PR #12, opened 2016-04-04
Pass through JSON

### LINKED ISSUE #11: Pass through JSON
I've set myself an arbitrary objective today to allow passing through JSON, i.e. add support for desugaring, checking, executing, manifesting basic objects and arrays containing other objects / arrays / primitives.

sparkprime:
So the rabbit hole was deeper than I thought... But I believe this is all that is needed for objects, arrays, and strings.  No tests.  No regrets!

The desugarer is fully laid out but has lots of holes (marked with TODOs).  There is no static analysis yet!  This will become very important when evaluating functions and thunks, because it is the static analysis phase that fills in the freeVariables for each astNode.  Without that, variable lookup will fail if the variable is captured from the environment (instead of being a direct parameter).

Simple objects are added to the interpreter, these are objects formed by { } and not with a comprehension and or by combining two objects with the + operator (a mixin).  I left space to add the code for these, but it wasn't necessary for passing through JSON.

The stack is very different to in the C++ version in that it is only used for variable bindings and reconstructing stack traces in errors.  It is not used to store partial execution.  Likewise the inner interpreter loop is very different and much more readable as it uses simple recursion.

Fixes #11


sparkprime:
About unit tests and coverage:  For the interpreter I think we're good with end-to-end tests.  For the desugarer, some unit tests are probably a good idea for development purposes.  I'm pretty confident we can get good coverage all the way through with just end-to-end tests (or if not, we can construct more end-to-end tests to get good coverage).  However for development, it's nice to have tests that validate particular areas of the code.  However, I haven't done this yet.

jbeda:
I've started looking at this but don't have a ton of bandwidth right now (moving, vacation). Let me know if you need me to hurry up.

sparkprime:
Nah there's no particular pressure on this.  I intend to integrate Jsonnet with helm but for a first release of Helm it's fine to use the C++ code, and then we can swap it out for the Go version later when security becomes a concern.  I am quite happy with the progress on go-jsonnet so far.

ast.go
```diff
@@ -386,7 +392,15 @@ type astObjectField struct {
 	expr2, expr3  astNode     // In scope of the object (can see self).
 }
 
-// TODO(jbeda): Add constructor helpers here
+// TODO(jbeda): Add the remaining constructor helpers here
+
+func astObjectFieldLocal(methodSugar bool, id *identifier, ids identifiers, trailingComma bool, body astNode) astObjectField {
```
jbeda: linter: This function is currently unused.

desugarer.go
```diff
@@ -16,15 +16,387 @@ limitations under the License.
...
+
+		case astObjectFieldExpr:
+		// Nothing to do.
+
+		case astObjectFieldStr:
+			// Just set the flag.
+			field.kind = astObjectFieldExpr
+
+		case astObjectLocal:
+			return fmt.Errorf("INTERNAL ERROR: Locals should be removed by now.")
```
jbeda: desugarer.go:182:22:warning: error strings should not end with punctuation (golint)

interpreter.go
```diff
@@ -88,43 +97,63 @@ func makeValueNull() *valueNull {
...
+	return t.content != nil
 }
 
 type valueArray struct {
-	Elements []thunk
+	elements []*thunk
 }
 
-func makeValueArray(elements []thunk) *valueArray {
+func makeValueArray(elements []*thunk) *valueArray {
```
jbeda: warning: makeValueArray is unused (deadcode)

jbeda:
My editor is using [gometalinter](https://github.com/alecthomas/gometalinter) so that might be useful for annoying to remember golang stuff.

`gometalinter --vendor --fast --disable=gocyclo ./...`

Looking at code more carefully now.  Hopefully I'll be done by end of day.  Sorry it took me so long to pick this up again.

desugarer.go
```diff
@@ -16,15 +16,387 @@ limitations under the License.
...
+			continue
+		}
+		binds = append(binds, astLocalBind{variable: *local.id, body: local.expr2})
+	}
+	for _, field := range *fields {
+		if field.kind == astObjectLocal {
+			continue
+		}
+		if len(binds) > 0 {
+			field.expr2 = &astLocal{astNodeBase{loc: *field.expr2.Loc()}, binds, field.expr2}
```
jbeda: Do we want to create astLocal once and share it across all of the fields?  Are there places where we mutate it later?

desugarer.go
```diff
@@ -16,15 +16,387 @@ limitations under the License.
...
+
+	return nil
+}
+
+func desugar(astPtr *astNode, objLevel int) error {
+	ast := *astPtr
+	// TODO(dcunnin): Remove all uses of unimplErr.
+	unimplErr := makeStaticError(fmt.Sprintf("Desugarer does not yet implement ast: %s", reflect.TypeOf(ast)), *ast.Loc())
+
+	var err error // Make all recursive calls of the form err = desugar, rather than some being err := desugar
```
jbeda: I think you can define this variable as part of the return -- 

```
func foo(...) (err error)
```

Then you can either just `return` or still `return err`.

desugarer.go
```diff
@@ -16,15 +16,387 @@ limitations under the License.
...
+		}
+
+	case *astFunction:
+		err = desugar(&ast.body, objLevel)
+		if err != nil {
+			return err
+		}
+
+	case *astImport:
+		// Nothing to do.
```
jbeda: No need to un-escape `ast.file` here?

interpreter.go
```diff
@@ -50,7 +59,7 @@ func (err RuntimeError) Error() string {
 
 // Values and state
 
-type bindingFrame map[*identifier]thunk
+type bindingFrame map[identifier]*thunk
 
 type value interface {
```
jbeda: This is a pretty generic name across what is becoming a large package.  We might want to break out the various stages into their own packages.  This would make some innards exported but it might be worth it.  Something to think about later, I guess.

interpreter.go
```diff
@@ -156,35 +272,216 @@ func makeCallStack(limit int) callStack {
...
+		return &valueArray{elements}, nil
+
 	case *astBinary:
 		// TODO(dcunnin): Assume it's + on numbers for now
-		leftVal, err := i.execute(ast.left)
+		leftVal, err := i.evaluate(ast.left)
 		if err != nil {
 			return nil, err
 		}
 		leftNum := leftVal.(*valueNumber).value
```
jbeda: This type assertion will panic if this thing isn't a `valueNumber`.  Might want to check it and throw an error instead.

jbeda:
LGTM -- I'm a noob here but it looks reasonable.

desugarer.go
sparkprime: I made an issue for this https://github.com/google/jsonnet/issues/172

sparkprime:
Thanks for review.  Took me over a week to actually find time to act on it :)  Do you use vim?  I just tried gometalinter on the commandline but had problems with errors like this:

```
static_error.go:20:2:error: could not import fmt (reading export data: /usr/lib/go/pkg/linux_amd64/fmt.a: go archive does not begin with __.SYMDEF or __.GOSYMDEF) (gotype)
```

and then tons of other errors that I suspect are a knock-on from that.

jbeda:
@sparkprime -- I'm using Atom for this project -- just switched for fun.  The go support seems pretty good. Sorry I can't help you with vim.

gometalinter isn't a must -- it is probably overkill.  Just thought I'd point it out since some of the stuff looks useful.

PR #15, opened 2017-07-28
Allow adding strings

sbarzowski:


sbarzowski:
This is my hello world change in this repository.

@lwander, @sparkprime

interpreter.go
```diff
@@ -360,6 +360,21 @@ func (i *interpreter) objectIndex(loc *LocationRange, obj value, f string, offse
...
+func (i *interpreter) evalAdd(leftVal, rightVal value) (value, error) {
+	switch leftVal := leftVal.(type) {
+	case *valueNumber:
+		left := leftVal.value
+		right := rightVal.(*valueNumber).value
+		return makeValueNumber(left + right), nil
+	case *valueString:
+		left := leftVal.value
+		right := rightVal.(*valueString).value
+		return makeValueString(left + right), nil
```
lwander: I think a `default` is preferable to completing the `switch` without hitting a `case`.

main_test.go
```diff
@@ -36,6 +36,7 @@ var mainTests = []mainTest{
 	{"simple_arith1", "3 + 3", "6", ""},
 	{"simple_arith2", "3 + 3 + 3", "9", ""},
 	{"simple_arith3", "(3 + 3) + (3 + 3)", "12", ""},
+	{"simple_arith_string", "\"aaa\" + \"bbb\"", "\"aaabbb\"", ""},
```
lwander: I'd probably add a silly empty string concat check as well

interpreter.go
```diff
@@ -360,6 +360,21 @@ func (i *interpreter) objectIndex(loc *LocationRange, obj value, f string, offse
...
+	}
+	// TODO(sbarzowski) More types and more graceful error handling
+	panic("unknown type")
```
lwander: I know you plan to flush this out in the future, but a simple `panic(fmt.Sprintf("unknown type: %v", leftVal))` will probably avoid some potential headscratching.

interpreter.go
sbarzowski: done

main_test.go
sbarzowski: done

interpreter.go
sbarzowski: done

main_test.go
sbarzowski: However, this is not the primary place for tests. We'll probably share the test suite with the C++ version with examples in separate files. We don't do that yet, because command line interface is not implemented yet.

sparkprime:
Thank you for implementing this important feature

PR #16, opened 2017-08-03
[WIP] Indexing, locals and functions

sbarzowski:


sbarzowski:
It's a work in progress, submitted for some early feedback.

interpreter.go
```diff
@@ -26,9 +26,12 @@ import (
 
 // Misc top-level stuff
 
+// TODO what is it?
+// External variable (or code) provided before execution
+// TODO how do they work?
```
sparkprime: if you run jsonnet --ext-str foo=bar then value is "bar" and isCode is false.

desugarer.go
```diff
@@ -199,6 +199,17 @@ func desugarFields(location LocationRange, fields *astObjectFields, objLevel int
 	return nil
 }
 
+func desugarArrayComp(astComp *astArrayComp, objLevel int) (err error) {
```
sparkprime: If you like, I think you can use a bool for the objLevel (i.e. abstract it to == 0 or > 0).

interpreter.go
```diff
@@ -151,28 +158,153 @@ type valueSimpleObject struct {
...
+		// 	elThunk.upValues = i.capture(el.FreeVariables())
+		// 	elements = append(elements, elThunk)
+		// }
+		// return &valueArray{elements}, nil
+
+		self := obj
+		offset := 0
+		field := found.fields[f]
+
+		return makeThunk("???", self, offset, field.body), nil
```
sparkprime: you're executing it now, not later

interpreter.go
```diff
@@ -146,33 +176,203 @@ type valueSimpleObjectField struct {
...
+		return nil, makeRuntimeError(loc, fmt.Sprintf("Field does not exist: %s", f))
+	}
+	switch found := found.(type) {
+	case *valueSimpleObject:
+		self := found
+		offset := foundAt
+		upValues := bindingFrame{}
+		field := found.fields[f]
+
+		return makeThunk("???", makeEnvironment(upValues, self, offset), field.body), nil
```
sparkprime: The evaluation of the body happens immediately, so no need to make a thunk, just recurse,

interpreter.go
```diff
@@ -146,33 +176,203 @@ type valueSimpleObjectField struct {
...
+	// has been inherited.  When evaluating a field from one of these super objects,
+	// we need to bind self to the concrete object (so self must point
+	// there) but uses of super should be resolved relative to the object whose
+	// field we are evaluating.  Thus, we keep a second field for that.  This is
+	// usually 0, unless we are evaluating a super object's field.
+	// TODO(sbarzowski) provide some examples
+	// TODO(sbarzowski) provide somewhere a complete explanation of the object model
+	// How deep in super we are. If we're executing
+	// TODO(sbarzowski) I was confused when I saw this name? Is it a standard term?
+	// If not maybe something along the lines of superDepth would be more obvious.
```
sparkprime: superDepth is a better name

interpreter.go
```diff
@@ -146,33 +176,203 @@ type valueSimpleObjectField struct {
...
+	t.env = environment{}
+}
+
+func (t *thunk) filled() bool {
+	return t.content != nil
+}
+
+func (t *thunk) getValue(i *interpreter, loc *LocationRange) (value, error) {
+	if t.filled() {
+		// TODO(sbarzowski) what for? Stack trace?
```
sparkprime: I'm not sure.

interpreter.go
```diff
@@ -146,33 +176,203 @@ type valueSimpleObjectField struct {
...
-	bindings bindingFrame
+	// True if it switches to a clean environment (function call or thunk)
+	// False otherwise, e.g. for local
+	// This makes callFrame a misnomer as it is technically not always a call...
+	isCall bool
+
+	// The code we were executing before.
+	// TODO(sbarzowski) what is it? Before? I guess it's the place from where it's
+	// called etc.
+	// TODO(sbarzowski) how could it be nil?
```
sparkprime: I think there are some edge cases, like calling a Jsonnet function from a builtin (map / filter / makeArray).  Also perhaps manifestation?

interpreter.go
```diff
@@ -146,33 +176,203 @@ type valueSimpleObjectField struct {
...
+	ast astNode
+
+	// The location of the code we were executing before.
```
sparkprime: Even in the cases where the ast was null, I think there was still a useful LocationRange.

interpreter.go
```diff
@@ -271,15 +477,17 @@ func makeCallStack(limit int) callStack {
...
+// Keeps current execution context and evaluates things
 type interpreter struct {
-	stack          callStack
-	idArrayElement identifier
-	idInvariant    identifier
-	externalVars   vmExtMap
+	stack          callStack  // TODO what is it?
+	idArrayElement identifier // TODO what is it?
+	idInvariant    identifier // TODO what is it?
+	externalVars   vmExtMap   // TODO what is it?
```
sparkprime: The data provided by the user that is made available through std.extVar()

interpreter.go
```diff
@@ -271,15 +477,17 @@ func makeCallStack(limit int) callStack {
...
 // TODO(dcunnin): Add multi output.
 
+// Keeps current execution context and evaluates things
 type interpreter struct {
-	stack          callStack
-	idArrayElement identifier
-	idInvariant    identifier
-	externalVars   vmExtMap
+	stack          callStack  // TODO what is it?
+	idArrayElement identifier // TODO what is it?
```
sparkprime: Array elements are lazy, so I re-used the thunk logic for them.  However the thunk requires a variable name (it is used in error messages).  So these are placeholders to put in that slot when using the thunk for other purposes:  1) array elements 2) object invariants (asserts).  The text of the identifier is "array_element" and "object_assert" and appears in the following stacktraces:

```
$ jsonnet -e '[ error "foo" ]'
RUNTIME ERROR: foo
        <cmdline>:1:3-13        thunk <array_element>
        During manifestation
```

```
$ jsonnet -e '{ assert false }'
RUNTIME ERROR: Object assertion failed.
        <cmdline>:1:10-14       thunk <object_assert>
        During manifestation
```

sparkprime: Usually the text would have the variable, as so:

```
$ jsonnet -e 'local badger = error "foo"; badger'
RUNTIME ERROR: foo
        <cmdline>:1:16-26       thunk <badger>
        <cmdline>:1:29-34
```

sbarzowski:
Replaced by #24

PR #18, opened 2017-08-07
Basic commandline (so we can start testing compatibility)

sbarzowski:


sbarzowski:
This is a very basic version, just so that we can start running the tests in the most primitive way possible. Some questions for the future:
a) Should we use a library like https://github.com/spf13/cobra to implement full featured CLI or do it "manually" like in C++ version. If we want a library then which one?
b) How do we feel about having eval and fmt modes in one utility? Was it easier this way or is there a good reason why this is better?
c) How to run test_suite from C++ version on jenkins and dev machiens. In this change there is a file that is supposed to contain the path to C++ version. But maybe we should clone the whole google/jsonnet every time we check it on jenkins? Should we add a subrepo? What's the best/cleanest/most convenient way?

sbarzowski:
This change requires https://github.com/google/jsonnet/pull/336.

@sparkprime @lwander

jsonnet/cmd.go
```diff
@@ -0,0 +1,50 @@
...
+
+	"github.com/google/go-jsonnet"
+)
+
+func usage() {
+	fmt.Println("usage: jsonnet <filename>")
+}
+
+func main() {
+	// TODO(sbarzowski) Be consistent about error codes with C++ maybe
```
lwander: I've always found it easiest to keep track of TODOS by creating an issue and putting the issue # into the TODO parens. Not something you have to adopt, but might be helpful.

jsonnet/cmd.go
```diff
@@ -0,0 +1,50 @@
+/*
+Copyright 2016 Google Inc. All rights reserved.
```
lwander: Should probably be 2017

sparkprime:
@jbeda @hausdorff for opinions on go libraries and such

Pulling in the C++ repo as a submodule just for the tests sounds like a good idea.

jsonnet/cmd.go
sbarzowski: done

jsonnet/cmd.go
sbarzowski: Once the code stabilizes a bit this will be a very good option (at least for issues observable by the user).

|---|

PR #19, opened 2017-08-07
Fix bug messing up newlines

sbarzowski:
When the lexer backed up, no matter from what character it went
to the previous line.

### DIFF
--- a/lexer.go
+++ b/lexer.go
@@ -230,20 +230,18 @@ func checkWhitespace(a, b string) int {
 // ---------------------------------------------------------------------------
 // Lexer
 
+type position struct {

|---|

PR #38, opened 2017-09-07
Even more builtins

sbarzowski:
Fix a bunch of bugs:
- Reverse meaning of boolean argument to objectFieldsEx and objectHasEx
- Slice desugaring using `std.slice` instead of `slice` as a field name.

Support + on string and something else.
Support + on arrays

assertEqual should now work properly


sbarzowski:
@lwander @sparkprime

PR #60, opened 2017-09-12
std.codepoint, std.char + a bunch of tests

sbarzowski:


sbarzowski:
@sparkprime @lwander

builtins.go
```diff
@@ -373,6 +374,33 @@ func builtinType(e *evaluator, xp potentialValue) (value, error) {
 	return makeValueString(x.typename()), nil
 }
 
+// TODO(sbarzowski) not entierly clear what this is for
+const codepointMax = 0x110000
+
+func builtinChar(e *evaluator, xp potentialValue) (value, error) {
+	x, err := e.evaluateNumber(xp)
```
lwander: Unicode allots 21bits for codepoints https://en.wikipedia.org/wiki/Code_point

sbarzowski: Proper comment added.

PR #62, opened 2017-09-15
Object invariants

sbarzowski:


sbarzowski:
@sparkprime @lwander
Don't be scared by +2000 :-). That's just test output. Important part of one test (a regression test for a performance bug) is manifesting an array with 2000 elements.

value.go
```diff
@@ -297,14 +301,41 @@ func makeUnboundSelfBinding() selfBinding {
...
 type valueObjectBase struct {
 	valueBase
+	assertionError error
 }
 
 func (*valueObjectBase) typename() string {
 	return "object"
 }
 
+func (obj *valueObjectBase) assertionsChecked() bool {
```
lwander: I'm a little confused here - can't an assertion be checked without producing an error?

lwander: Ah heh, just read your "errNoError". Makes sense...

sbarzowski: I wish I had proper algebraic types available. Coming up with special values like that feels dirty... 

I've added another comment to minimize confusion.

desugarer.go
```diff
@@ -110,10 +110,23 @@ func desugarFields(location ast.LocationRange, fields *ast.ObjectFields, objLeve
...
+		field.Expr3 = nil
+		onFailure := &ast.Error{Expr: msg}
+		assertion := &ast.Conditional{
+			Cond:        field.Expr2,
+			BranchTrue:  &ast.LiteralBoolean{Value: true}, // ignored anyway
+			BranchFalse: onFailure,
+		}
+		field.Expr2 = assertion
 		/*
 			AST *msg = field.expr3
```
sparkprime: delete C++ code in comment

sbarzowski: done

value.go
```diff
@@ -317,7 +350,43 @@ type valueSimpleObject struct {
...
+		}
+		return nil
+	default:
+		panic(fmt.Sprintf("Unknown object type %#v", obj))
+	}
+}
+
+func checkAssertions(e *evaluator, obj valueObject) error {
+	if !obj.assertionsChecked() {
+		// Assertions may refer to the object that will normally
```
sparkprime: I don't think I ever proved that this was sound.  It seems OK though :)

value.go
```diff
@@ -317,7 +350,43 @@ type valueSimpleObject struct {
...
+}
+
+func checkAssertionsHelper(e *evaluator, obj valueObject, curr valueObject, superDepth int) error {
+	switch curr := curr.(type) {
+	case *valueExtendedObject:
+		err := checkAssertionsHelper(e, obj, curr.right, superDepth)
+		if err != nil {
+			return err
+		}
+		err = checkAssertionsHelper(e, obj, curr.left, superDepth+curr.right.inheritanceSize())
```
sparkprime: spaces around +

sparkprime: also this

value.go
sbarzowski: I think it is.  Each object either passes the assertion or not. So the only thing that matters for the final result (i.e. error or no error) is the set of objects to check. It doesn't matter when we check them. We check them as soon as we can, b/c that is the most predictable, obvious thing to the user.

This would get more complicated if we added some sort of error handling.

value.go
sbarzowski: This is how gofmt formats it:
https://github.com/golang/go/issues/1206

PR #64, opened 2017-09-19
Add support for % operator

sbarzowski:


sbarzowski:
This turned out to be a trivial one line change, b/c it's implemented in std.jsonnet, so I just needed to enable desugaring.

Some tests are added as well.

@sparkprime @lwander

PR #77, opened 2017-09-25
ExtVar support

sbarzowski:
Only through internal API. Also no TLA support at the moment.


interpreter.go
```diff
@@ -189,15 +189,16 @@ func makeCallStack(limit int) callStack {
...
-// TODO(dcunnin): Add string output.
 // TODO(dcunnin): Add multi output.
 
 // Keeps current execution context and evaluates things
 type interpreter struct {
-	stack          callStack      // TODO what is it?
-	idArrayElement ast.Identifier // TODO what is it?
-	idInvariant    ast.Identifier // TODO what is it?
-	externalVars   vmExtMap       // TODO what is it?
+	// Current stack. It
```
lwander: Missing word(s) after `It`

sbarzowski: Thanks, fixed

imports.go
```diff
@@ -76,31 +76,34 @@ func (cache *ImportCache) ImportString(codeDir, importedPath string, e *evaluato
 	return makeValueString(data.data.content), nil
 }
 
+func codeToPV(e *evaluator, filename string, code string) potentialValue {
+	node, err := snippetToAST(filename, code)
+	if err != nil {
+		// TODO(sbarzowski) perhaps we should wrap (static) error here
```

|---|

_TO DO_
Find the word "added" in the entries. Copy each line that holds it.

_EXERCISE OUTPUT_
Simple objects are added to the interpreter, these are objects formed by { } and not with a comprehension and or by combining two objects with the + operator (a mixin).  I left space to add the code for these, but it wasn't necessary for passing through JSON.
sbarzowski: Proper comment added.
I've added another comment to minimize confusion.
This would get more complicated if we added some sort of error handling.
Some tests are added as well.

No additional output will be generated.